• **PROBLEM STATEMENT**: Give every line of the listing word for word, beginning at the first and including the line with "- [x] Purpose" as the last.

++++ RECORDS SHOWN

PR #8300, opened 2023-07-18
cleanup: remove AST_generic.stmt s_use_cache not used anymore

aryx:
This was part of the stmts caching opti that Martin did a long
time ago that ended up not being worth the code complexity.
Iago recently remove the stmts caching code but we forgot
to remove certain fields and files.

test plan:
make core

PR checklist:

- [x] Purpose of the code is [evident to future readers](https://semgrep.dev/docs/contributing/contributing-code/#explaining-code)
- [x] Tests included or PR comment includes a reproducible test plan
- [x] Documentation is up-to-date
- [x] A changelog entry was [added to changelog.d](https://semgrep.dev/docs/contributing/contributing-code/#adding-a-changelog-entry) for any user-facing change
- [x] Change has no security implications (otherwise, ping security team)

If you're unsure about any of this, please see:

- [Contribution guidelines](https://semgrep.dev/docs/contributing/contributing-code)!
- [One of the more specific guides located here](https://semgrep.dev/docs/contributing/contributing/)

PR #8302, opened 2023-07-18
cleanup: remove AST_generic.s_backrefs

aryx:
Followup to #8300 to remove cruft related to
the stmts caching

test plan:
make core

PR checklist:

### DIFF
--- a/libs/ast_generic/AST_generic.ml
+++ b/libs/ast_generic/AST_generic.ml
@@ -418,7 +418,6 @@ class virtual ['self] iter_parent =
     method visit_resolved_name _env _ = ()
     method visit_tok _env _ = ()
     method visit_node_id_t _env _ = ()
-    method visit_string_set_t _env _ = ()
   end
 
 (* Basically a copy paste of iter_parent above, but with different return types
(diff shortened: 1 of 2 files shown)


libs/ast_generic/AST_generic.ml
```diff
@@ -484,7 +483,6 @@ class virtual ['self] map_parent =
     method visit_resolved_name _env x = x
     method visit_tok _env x = x
     method visit_node_id_t _env x = x
-    method visit_string_set_t _env x = x
```
aryx, line 487: @nmote FYI I had a very cryptic error message by ocamlc with an error when instantiating a visitor.
Once I removed s_backrefs below, this string set was not used, so the visit_string_set_t suddently contains
some free variables and got an error like
"lazy_t contains free variables, impossible to instantiate".
I got lucky I found it was because of those visit_string_set_t methods ...

nmote: Maybe all of these should have type annotations?

aryx: yes, so that when we remove the type we get a clear typing error instead of those 'free type variable ...' for a different type.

++++++++

• **WRITTEN ANSWER**:
PR #8300, opened 2023-07-18
cleanup: remove AST_generic.stmt s_use_cache not used anymore

aryx:
This was part of the stmts caching opti that Martin did a long
time ago that ended up not being worth the code complexity.
Iago recently remove the stmts caching code but we forgot
to remove certain fields and files.

test plan:
make core

PR checklist:

- [x] Purpose of the code is [evident to future readers](https://semgrep.dev/docs/contributing/contributing-code/#explaining-code)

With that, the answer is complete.